PR #648, opened 2026-07-06
Optional LatticeEmbedding provider for ruvector-core (feature: lattice-embeddings)

ohdearquant:
## Optional `LatticeEmbedding` provider for `ruvector-core`

Adds an optional `EmbeddingProvider` implementation, `LatticeEmbedding`, that wraps the published [`lattice-embed`](https://crates.io/crates/lattice-embed) crate (a pure-Rust BERT-family text-embedding engine). It sits alongside the existing `HashEmbedding` / `CandleEmbedding` / `OnnxEmbedding` / `ApiEmbedding` providers, entirely behind a new **default-off** feature `lattice-embeddings`. The default build and the default embedder are unchanged.

This is an **option, not a default-flip** — a correct, measured embedding backend you can opt into. Whether it ever becomes a default `.rvf` embedder is entirely your call on the evidence below.

### Why it might be useful

- **Correct-by-construction asymmetric retrieval.** BGE/E5 are asymmetric retrievers: the query needs an instruction prefix, the document does not. `LatticeEmbedding` exposes an explicit `embed()` (passage, no prefix) and an inherent `embed_query()` (applies the BGE query instruction). The `EmbeddingProvider` trait has a single symmetric `embed()` with no query/passage distinction (the default MiniLM embedder per ADR-210 is symmetric, so this is invisible there), but a BGE/E5 model plugged into that trait embeds queries *without* the required prefix. Since `.rvf` packs ship `bge-small-en-v1.5` vectors, this asymmetry is exactly the BGE case. This is the strongest, most honest differentiator.
- **Exact model, zero conversion.** `.rvf` packs ship 384-dim `bge-small-en-v1.5` vectors; `lattice-embed` runs that exact model, so there is no embed-to-a-different-space mismatch.
- **f32 fidelity (real but modest).** Against FP32 `sentence-transformers/bge-small-en-v1.5` gold over a 100-sentence corpus:

  | candidate | mean cosine | top-1 agreement | top-5 overlap |
  |---|---|---|---|
  | lattice-native (f32) | 0.9999 | 10/10 | 1.000 |
  | transformers.js int8 (default) | 0.9966 | 8/10 | 0.900 |

  Real, but small. int8 is a good embedder here, not a broken one.
- **Native Rust, no Node/WASM/ONNX runtime** — an architectural fit for a Rust-first project. Compute is CPU/Accelerate; no GPU required.

**What this is _not_:** not a claim that transformers.js is broken, and not a large retrieval-quality jump. Raw single-text speed is roughly a wash — correctness (the asymmetry split) is the lever, not throughput.

### Design

- **Feature-gated, default-off.** `lattice-embeddings = ["dep:lattice-embed", "dep:tokio"]`, not in `default`. `lattice-embed` pulls only its `native` (CPU) feature, never `metal-gpu`. Nothing from the feature touches the default build path.
- **async→sync bridge, safe from async callers.** `lattice-embed`'s `EmbeddingService` is async-only; the `EmbeddingProvider` trait is sync. Rather than call `Runtime::block_on` on the caller's thread (which panics if the caller is already inside a Tokio runtime), `LatticeEmbedding` runs the runtime and the embedding service on a dedicated worker thread; `embed`/`embed_query` send a request over a channel and block on the reply. The worker has no ambient async context, so a call from inside an existing runtime is safe. Requests are FIFO-serialized through the single worker (fine for v0; a pool is a later option). A `#[tokio::test]` embeds from inside a running runtime as the regression guard.
- **Model mapping.** `from_pretrained(model_id)` delegates id parsing to `lattice-embed`'s own `FromStr` (case-insensitive; accepts display names, short names, HuggingFace ids), then rejects at construction any id that is unrecognized *or* resolves to a model the native engine can't run locally (e.g. the remote-only OpenAI variant) — no silent default, no deferred failure on first `embed()`.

○ ○ ○ ○

What is required:
After reading the data, retype all of it exactly as it reads.

Task response:
PR #648, opened 2026-07-06
Optional LatticeEmbedding provider for ruvector-core (feature: lattice-embeddings)

ohdearquant:
## Optional `LatticeEmbedding` provider for `ruvector-core`

Adds an optional `EmbeddingProvider` implementation, `LatticeEmbedding`, that wraps the published [`lattice-embed`](https://crates.io/crates/lattice-embed) crate (a pure-Rust BERT-family text-embedding engine). It sits alongside the existing `HashEmbedding` / `CandleEmbedding` / `OnnxEmbedding` / `ApiEmbedding` providers, entirely behind a new **default-off** feature `lattice-embeddings`. The default build and the default embedder are unchanged.

This is an **option, not a default-flip** — a correct, measured embedding backend you can opt into. Whether it ever becomes a default `.rvf` embedder is entirely your call on the evidence below.

### Why it might be useful

- **Correct-by-construction asymmetric retrieval.** BGE/E5 are asymmetric retrievers: the query needs an instruction prefix, the document does not. `LatticeEmbedding` exposes an explicit `embed()` (passage, no prefix) and an inherent `embed_query()` (applies the BGE query instruction). The `EmbeddingProvider` trait has a single symmetric `embed()` with no query/passage distinction (the default MiniLM embedder per ADR-210 is symmetric, so this is invisible there), but a BGE/E5 model plugged into that trait embeds queries *without* the required prefix. Since `.rvf` packs ship `bge-small-en-v1.5` vectors, this asymmetry is exactly the BGE case. This is the strongest, most honest differentiator.
- **Exact model, zero conversion.** `.rvf` packs ship 384-dim `bge-small-en-v1.5` vectors; `lattice-embed` runs that exact model, so there is no embed-to-a-different-space mismatch.
- **f32 fidelity (real but modest).** Against FP32 `sentence-transformers/bge-small-en-v1.5` gold over a 100-sentence corpus:

  | candidate | mean cosine | top-1 agreement | top-5 overlap |
  |---|---|---|---|
  | lattice-native (f32) | 0.9999 | 10/10 | 1.000 |
  | transformers.js int8 (default) | 0.9966 | 8/10 | 0.900 |

  Real, but small. int8 is a good embedder here, not a broken one.
- **Native Rust, no Node/WASM/ONNX runtime** — an architectural fit for a Rust-first project. Compute is CPU/Accelerate; no GPU required.

**What this is _not_:** not a claim that transformers.js is broken, and not a large retrieval-quality jump. Raw single-text speed is roughly a wash — correctness (the asymmetry split) is the lever, not throughput.

### Design

- **Feature-gated, default-off.** `lattice-embeddings = ["dep:lattice-embed", "dep:tokio"]`, not in `default`. `lattice-embed` pulls only its `native` (CPU) feature, never `metal-gpu`. Nothing from the feature touches the default build path.
- **async→sync bridge, safe from async callers.** `lattice-embed`'s `EmbeddingService` is async-only; the `EmbeddingProvider` trait is sync. Rather than call `Runtime::block_on` on the caller's thread (which panics if the caller is already inside a Tokio runtime), `LatticeEmbedding` runs the runtime and the embedding service on a dedicated worker thread; `embed`/`embed_query` send a request over a channel and block on the reply. The worker has no ambient async context, so a call from inside an existing runtime is safe. Requests are FIFO-serialized through the single worker (fine for v0; a pool is a later option). A `#[tokio::test]` embeds from inside a running runtime as the regression guard.
- **Model mapping.** `from_pretrained(model_id)` delegates id parsing to `lattice-embed`'s own `FromStr` (case-insensitive; accepts display names, short names, HuggingFace ids), then rejects at construction any id that is unrecognized *or* resolves to a model the native engine can't run locally (e.g. the remote-only OpenAI variant) — no silent default, no deferred failure on first `embed()`.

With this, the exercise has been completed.